## WHAT YOU WILL DO
Among the entries below, tally each line containing "there"; respond with the total only.

START SUPPLIED INFORMATION

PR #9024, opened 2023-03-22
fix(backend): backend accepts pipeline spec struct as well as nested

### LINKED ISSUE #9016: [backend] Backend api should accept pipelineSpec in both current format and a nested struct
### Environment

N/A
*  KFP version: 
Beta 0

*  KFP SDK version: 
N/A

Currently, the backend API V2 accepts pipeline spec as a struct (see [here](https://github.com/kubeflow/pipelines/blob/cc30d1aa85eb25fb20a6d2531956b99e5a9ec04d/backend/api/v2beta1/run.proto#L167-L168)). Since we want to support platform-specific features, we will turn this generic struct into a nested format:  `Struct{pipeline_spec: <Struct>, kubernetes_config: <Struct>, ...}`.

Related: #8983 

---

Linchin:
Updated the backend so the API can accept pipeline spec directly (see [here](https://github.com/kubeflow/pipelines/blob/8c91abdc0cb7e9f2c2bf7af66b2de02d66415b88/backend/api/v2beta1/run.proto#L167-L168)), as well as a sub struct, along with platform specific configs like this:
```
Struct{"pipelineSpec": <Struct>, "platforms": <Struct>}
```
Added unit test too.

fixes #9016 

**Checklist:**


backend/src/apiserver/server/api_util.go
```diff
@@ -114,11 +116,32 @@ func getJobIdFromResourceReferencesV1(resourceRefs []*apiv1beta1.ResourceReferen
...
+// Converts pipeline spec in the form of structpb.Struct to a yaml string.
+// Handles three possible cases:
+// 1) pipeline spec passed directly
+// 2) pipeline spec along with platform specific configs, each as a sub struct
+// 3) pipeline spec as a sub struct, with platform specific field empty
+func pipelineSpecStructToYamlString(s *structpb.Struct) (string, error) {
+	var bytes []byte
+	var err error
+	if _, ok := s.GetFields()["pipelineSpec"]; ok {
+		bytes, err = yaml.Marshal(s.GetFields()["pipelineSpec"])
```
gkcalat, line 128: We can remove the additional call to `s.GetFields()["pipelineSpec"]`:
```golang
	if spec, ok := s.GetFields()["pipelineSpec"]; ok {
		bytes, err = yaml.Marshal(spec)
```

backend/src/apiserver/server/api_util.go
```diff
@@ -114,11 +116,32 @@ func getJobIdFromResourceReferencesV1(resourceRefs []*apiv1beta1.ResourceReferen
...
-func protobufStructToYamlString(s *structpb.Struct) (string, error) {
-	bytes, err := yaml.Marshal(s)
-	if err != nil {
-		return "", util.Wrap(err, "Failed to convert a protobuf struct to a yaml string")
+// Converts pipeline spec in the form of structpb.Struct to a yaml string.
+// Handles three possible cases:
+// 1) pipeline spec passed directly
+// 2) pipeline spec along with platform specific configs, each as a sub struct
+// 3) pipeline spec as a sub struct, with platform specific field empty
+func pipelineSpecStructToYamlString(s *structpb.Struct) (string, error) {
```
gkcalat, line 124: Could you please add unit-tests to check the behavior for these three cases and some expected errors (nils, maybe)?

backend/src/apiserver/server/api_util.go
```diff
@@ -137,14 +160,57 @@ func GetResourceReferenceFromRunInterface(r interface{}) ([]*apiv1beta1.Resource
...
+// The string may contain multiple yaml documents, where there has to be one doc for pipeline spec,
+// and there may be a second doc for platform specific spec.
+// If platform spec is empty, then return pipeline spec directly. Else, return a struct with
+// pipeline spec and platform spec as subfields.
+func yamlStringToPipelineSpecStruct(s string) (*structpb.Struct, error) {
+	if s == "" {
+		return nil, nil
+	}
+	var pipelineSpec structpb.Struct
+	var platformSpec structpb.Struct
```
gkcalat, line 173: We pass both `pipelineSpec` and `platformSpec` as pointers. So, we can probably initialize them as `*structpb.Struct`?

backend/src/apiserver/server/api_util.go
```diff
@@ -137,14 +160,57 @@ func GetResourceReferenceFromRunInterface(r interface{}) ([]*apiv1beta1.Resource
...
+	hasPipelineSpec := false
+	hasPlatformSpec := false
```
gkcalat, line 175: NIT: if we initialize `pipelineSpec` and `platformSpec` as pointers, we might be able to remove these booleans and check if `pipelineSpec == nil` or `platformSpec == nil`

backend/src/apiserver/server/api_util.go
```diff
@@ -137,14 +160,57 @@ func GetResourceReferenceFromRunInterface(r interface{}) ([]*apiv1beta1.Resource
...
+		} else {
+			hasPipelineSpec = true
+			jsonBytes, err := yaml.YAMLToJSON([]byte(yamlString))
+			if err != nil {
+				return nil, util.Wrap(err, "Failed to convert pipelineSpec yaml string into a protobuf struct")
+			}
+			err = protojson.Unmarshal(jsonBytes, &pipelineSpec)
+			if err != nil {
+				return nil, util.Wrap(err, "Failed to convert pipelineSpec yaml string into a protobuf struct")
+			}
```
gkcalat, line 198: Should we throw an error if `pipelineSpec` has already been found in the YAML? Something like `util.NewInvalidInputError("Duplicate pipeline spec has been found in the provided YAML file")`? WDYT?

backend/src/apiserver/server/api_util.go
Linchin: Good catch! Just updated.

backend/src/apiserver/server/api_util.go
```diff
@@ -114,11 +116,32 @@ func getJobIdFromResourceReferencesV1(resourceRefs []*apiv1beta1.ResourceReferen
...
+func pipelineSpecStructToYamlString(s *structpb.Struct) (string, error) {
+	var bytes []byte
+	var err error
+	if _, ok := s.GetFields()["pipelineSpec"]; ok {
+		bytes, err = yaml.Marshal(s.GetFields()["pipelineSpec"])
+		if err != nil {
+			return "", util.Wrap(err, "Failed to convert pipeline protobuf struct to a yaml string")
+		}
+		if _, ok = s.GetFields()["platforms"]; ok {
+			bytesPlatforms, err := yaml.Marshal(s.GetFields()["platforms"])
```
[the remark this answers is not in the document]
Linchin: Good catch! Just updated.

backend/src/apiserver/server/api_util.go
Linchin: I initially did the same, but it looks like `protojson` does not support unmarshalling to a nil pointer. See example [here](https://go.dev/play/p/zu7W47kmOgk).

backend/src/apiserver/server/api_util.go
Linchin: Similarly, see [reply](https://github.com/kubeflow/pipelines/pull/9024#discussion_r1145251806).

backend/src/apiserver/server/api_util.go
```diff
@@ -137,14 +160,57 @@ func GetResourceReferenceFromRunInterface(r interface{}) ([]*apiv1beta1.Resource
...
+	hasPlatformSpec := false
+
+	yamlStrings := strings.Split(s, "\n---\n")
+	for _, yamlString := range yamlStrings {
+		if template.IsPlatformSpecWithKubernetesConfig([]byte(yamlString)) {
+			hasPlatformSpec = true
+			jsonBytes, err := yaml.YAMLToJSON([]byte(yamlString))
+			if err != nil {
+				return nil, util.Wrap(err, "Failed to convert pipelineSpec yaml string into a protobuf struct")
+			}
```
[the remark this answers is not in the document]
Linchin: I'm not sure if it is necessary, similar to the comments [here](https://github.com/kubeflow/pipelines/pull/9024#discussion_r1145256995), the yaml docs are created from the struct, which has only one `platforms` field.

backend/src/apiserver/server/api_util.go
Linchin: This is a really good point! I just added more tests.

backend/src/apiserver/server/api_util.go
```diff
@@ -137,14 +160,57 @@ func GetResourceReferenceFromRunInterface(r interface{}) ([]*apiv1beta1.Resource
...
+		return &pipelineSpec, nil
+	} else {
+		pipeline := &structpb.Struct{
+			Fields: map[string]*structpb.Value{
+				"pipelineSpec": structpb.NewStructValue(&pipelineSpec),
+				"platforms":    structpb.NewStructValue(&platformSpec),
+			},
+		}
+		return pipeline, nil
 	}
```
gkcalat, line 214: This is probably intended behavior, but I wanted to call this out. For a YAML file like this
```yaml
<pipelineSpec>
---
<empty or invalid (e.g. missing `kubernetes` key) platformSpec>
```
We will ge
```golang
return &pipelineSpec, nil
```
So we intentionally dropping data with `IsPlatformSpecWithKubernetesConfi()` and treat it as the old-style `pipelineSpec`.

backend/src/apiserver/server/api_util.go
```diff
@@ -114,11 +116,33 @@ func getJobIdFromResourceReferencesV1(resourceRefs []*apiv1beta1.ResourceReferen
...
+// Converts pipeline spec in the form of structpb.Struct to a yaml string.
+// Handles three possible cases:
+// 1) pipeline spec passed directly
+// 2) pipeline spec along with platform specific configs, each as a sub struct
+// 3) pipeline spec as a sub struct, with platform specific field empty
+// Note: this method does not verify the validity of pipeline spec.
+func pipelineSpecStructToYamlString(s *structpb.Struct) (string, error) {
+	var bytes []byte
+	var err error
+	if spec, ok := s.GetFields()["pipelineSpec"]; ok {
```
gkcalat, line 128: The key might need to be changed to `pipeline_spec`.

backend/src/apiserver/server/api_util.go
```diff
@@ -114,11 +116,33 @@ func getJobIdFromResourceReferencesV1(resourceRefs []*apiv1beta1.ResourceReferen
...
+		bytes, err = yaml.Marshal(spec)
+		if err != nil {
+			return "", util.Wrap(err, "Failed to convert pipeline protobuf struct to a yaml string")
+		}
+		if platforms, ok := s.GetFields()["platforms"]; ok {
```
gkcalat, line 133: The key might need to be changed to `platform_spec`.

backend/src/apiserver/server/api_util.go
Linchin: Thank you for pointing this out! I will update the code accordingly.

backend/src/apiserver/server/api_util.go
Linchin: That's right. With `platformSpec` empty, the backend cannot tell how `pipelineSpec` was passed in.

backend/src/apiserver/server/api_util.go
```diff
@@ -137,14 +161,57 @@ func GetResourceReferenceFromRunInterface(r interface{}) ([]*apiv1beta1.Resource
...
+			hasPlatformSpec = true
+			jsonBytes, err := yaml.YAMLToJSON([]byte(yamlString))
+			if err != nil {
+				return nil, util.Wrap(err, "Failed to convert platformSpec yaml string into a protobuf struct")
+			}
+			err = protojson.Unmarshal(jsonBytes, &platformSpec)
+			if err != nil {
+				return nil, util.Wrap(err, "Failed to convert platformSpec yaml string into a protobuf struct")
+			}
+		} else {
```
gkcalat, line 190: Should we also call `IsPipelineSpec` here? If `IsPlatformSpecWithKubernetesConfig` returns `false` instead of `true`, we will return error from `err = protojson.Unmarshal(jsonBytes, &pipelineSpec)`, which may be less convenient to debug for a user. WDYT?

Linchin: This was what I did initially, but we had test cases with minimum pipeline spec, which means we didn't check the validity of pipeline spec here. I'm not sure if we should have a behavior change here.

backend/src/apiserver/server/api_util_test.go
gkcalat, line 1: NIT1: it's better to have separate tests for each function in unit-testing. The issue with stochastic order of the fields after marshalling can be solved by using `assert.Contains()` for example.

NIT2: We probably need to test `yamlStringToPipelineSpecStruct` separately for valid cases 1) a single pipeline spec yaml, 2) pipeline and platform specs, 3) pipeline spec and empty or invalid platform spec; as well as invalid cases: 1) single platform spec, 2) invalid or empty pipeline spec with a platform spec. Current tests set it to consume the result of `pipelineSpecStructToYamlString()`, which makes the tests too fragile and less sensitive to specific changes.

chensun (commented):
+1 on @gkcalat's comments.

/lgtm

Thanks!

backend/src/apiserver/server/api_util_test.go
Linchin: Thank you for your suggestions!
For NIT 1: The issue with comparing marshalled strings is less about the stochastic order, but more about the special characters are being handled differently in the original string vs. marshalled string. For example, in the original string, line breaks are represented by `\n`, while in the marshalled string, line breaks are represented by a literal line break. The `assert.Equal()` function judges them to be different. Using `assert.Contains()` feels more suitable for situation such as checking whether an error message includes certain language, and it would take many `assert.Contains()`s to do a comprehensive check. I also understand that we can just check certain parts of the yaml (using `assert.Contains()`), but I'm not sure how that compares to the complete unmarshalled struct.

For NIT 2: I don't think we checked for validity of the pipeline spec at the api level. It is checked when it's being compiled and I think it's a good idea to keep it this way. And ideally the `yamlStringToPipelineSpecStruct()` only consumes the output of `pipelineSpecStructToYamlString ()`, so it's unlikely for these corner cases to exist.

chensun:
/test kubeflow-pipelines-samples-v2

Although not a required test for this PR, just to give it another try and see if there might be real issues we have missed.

END SUPPLIED INFORMATION
START SUPPLIED INFORMATION

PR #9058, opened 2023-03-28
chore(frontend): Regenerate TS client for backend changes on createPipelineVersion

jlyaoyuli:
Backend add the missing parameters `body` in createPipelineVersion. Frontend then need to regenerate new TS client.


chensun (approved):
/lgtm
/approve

END SUPPLIED INFORMATION
START SUPPLIED INFORMATION

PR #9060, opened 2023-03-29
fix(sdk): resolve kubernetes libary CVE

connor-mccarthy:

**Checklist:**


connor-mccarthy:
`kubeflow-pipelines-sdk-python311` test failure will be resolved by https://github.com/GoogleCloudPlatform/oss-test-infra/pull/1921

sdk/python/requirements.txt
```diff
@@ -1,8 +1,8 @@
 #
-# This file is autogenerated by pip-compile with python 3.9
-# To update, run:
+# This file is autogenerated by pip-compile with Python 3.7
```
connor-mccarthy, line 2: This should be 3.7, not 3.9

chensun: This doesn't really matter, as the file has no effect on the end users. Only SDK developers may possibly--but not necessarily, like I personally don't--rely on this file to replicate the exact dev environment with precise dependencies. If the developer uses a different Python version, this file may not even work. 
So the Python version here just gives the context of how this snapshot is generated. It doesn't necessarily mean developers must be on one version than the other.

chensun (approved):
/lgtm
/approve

END SUPPLIED INFORMATION

## SOLUTION TO THIS TASK
3